Моя миссия в России | страница 43



Незадолго до этого, в августе, мне был предложен пост представителя в Гааге, но потом, ввиду серьезности создавшегося положения, меня попросили остаться в Софии, пока кризис не разрешится. Я согласился на это предложение с тем большей готовностью, что оно сопровождалось заверениями, что если я его приму, то ничего не потеряю в финансовом плане. Естественно, я расценил эти слова как обещание, что я буду получать такое же жалованье, как в Гааге, что было на 2000 фунтов больше, чем в Софии. Но когда после восьми месяцев непрерывной напряженной работы с канцелярией, состоящей из одного-единственного вице-консула, которому по собственной инициативе помогали моя жена и дочь, я потребовал выполнения этого обязательства, мне ответили вежливым non possumus (не в состоянии – лат.).

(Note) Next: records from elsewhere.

PR #247, opened 2017-06-05
Branch management: the 3 roads

### LINKED ISSUE #153: Branch management: The three roads
Currently, we manage two branches: The stable one and the master one.

This works great, but this will make big problems when we will start releasing new majors.

Concrete case with admin-bundle and core-bundle:

If we release core-bundle right now, the logic would says that 3.x is not maintained anymore.

But, admin-bundle wont be compatible with core-bundle 4.0 right now. So user will still use the legacy branch of core-bundle waiting compatibility.

But what if a bug is found on core-bundle 3.x? Should we refuse the fix? I don't think so.

This is why I propose to maintains 3 branches starting the next major:
- `master`: The unstable branch, like actual (5.x for core-bundle)
- `stable`: For BC features and deprecation (4.x for core-bundle)
- `legacy`: For bug fixes. All bug-fixes should be submitted here except those concerning a feature added on the `stable` branch.

Any suggestions?

The dispatcher has to be updated before releasing new majors.

Soullivaneuh:
Closes #153

### DIFF
--- a/project/CONTRIBUTING.md
+++ b/project/CONTRIBUTING.md
@@ -162,9 +162,9 @@ Notes:
   * Branch `{{ legacy_branch }}` is the branch of the **latest stable** patch releases and
   has to be used for Backward Compatible bug fixes only.
   * Branch `{{ stable_branch }}` is the branch of the **latest stable** minor release and
-  has to be used for Backward compatible PRs.
+  has to be used for Backward compatible enhancement PRs.
   **No bug fix will be accepted here**, except if the bug fix concerns `{{ stable_branch }}` and **only this one**.
-  Bug fixes merged on `{{ legacy_branch }}` will be reported on other branches by fallback merging.
+  Bug fixes merged on `{{ legacy_branch }}` will be ported on other branches by fallback merging.
   * If you PR is not **Backward Compatible** but can be, it **must** be:
     * Changing a function/method signature? Prefer create a new one and deprecate the old one.
     * Code deletion? Don't. Please deprecate it instead.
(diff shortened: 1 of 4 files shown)


project/CONTRIBUTING.md
```diff
@@ -150,16 +150,21 @@ Here is a short table resuming on which you have to start:
...
 Feature              | Yes                      | Minor           | `{{ stable_branch }}`   | |
 Feature              | No (Only if no choice)   | Major           | `{{ unstable_branch }}` | |
 Deprecation          | Yes (Have to)            | Minor           | `{{ stable_branch }}`   | |
 Deprecation removal  | No (Can't be)            | Major           | `{{ unstable_branch }}` | |
 
 Notes:
+  * Branch `{{ legacy_branch }}` is the branch of the **latest stable** patch releases and
+  has to be used for Backward Compatible bug fixes only.
   * Branch `{{ stable_branch }}` is the branch of the **latest stable** minor release and
   has to be used for Backward compatible PRs.
```
greg0ire: "Backward compatible PRs" => "Backward compatible enhancement PRs"?

project/CONTRIBUTING.md
```diff
@@ -150,16 +150,21 @@ Here is a short table resuming on which you have to start:
...
+  **No bug fix will be accepted here**, except if the bug fix concerns `{{ stable_branch }}` and **only this one**.
+  Bug fixes merged on `{{ legacy_branch }}` will be reported on other branches by fallback merging.
```
greg0ire: "reported" => "ported" or "backported"

project/CONTRIBUTING.md
Soullivaneuh: Yeah, it could be great to differentiate this.

PR #248, opened 2017-06-14
StyleCI: Ignore assets from vendors

core23:
We shouldn't fix assets from vendors when running StyleCI.

Refs. https://github.com/sonata-project/SonataFormatterBundle/pull/255


Soullivaneuh:
The best would be to not have vendor... but I guess we don't have the choice now.

@core23 Please provide a working testing PR of your modification.

core23:
@Soullivaneuh Have a look at https://github.com/sonata-project/SonataFormatterBundle/pull/257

Переговоры, последовавшие за объявлением независимости, сосредоточились на двух вопросах: о Восточной железной дороге и о дани, которую выплачивала Восточная Румелия. Мир был сохранен лишь благодаря энергичному вмешательству Великобритании, Германии и России, поскольку страны Тройственного союза мало что сделали, чтобы предотвратить разрыв. Большинство болгар крайне негативно относились к тому, чтобы платить за независимость в твердой валюте, и, хотя князь Фердинанд в телеграмме президенту Французской республики признал право Турции на компенсацию, его правительство заявило, что он как конституционный монарх не имел право делать такие заявления без предварительной консультации с ним. Великобритании, так же как и России, не понравилось, что декларация независимости была провозглашена в тайном сговоре с Австрией. Особое негодование России было связано с тем, что она расценила как измену со стороны князя Фердинанда: его стараниями главная роль в событии, которое должно было стать fête de famille Slave (праздник в семье славянских народов – фр.), досталась Австрии. Общественное мнение Великобритании горячо поддерживало младотурок, и британская пресса не только открыто демонстрировала симпатии к обиженной стороне, но и громко возмущалась поведением Болгарии. Лично я, тем не менее, был на стороне последней и все время, пока длился этот кризис, был ее адвокатом перед британским правительством, так как младотурки, с чьими представителями я познакомился в Софии, не внушали мне ни симпатии, ни доверия. Мой российский коллега, господин Сементовский придерживался той же линии, и, поскольку Россия боялась, что ее место могут отдать Австрии, она в конце концов заняла полностью проболгарскую позицию, которая не совсем совпадала с мнением британского правительства относительно нерушимости договоров.